Andererseits belegt die Studie keinen systematischen Zusammenhang zwischen steigender Staatsverschuldung und höheren Inflationsraten. Eine These, eine steigende Schuldenlast gehe zwingend mit einer beschleunigten Geldentwertung einher, wäre im Lichte historischer Erfahrungen nicht korrekt.
Im Notfall drohen Zwangsanleihen
Das Verhängnisvolle des vergangenen Jahrzehnts war jedoch, dass viele Regierungen angesichts des starken Wirtschaftswachstums der Illusion unterlagen, die Schulden würden automatisch dahinschmelzen und eine lockere fiskalpolitische Politik sei daher opportun. "Hätten die Staaten ihre straffe Fiskalpolitik beibehalten und Puffer aufgebaut, hätten die jetzigen Defizite ohne Aufnahme neuer Schulden finanziert werden können", sagt Thomas Mayer, Chefvolkswirt der Deutschen Bank. Indien sei nahezu das einzige Land, das seinem Schuldenberg sprichwörtlich entwachsen kann.
Mayer sagt, der Weg aus den Schulden mit Hilfe der Inflation sei nicht einfach, weil Anleihegläubiger sofort höheren Inflationsausgleich verlangten, sobald sie die Inflationspolitik durchschaut hätten. Dann müsse die Inflation noch mehr steigen, um einen Effekt auf die Schuldenquote zu generieren. Im Notfall helfe nur noch der Weg über Zwangsanleihen und Druck auf Banken, mehr Anleihen zu kaufen und zu halten, als sie eigentlich benötigten. Dies könne als Politik zur Sicherung des Finanzsystems verkauft werden, sagt Mayer. In diesem Zusammenhang sind Anforderungen der britischen Aufsicht an die Banken interessant, mit Blick auf eine sichere Liquidität den Anteil ihrer Staatsanleihen aufzustocken.

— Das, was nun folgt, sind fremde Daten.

PR #1527, opened 2019-06-12
Migrate prof dump

yinan1048576:
Replace the original `prof_dump_write` by the new buffered writer.

### DIFF
--- a/src/prof.c
+++ b/src/prof.c
@@ -221,7 +221,6 @@ static char		prof_dump_buf[
     1
 #endif
 ];
-static size_t		prof_dump_buf_end;
 static int		prof_dump_fd;
 
 /* Do not dump any profiles until bootstrapping is complete. */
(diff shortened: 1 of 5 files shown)


yinan1048576:
Two remarks:

- The new buffered writer is supposed to be encapsulated in the sense that the outside world should not directly alter any internal data i.e. fields in a `buf_writer_arg_t` variable. However I found `prof_dump_maps` may have to be an exception: it's using the buffer to "pump" contents directly from an input file to an output file, which seems hard to be generalized, so I'm letting it directly touch internal fields of the `buf_writer_arg_t` variable. This is the only place I know of doing buffered file piping, but if it turns out that it also appears in other places, I'll think of ways to generalize it out to e.g. another API in the buffered writer.

- I removed the `propagate_err` parameter in `prof_dump_close`, but it seems also removable in many (or probably all?) other places, since the static `buf_writer_arg_t` variable already carries it and it never changes throughout the entire `prof_dump_file` call. I figured that this could be a change of a relatively larger scale, so I'm trying not to pollute this pull request for now.

yinan1048576:
Rebase.

src/prof.c
```diff
@@ -1257,70 +1265,37 @@ prof_dump_flush(bool propagate_err) {
...
 	}
-	prof_dump_buf_end = 0;
-
-	return ret;
 }
 
-static bool
-prof_dump_close(bool propagate_err) {
-	bool ret;
+static buf_writer_arg_t prof_dump_buf_arg =
```
interwq: Is this covered by any lock?

interwq:
Let's continue this @yinan1048576 ?

yinan1048576:
Yes, my plan is to resume after #1589 is in.

yinan1048576:
Becomes part of #1795 and #1794.

PR #1534, opened 2019-07-02
WIP -- test only

interwq:


Ignition:
I can confirm that this fix works. Windows is no longer leaking due to no extent split function.

Ignition:
We still have the situation where reusable extents in dirty and muzzy can't be recycled because they are not splitable. The fix no longer leaks them but they become unusable. 

`arena_slab_alloc` tries to reuse the dirty and muzzy extents. But the selected extents in `extent_recycle` require splitting which can't be done.

In `extent_recycle` if the extracted extent is too large can it be used without splitting?
Or does the `extent_recycle_extract` need changing to prefer exact match?

interwq:
Replaced by #1545.

PR #1539, opened 2019-07-03
Fix redzone setting and checking

yinan1048576:


davidtgoldblatt:
Welp, this is embarassing. Good catch.

PR #1541, opened 2019-07-04
WIP -- Modify selection to avoid fragmentation

Ignition:
In situations where a perfectly adequate extent exists, of the exact right size, prefer its selection over any other extent. This avoids unnecessary fragmentation on all platforms and on windows also avoids the un-reusable extent problem (because windows doesn't split extents).

Based on and extends #1534

### DIFF
--- a/src/extent.c
+++ b/src/extent.c
@@ -451,33 +451,44 @@ extents_first_fit_locked(tsdn_t *tsdn, arena_t *arena, extents_t *extents,
 	extent_t *ret = NULL;
 
 	pszind_t pind = sz_psz2ind(extent_size_quantize_ceil(size));
-	for (pszind_t i = (pszind_t)bitmap_ffu(extents->bitmap,
-	    &extents_bitmap_info, (size_t)pind);
-	    i < SC_NPSIZES + 1;
-	    i = (pszind_t)bitmap_ffu(extents->bitmap, &extents_bitmap_info,
-	    (size_t)i+1)) {
+	pszind_t i = (pszind_t)bitmap_ffu(extents->bitmap, &extents_bitmap_info,
+	(size_t)pind);
+	/*
+	 * In order to reduce fragmentation, if avoidable then prefer to not split
+	 */
+	if (pind == i) {
 		assert(!extent_heap_empty(&extents->heaps[i]));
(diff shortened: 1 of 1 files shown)


interwq:
@Ignition : thanks for the patch. However we wouldn't really want to abandon first-fit, which is critical to avoiding fragmentation in the long run. We used to have best-fit (which is what this patch does), however after a bunch of evaluation we decided to remove it -- it provides some immediate benefit (avoids splitting, also less scanning), however the better layout from first-fit compensates more in the long run.

We have some ideas regarding how to improve the situation on Windows; the current issue is caused by the different semantic between VirtualAlloc / VirtualFree and mmap / munmap. We'll discuss a bit more and update some time next week.

Ignition:
I will point out this is not identical to best-fit as this is a hybrid (only using best-fit if an exact match is found), possibly worth evaluating. But I get what you are saying and trust your evaluation, I look forward to your fix.

davidtgoldblatt:
Just as an update: we think that setting retain=true on Windows should be a good fix to this, so long as we don't merge extents allocated as different VirtualAlloc calls. I think Qi is experimenting with this this week.

Ignition:
`retain=true` is not a fix. Primary reason for selecting jemalloc over other scallable allocators was for the ability to release memory back to the OS after a bursty memory consumption. IMO `retain=true` only makes sense in a dedicated HPC context where you are the only running process that matters. Many other usages exists like desktop applications and multi tenant solutions where it is unlikely they will all hit peak consumption at the same time so you can fit more tenants onto one box.

davidtgoldblatt:
Retaining is about address space reservation rather than committed memory reservation; it's mostly orthogonal to how much and when we purge.

Ignition:
Ok, good clarification, thank you.

interwq:
@Ignition : #1545 should allow proper merge & split on Windows and fix the issue. We'd appreciate much if you could help test it; it would be great if you can also get some stats, e.g. by calling `malloc_stats_print(NULL, NULL, NULL);` at the end of your program.

interwq:
cc: @frederik-h in case you are interested in testing the fix in #1545  for Windows as well.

Einzelne Euro-Mitglieder haben die Option einer Inflation nicht. Schuldtitel von Griechenland werden zudem nach Angaben der Deutschen Bank zu 88,1 Prozent im Ausland gehalten, was die Variante eines Zahlungsausfalls attraktiver gestaltet. Hilft indessen fiskalpolitische Disziplin? Dies ist nicht der Fall, wenn eine Senkung des Haushaltsdefizits zu niedrigerem Wachstum führt und dies deshalb die Schuldenquote nicht reduziert. Dies ist umso mehr der Fall, wenn ein Land wie Griechenland kein ausreichendes Inlandswachstum generieren kann. In diesem Fall bringe fiskalpolitische Disziplin nichts, warnt Mayer.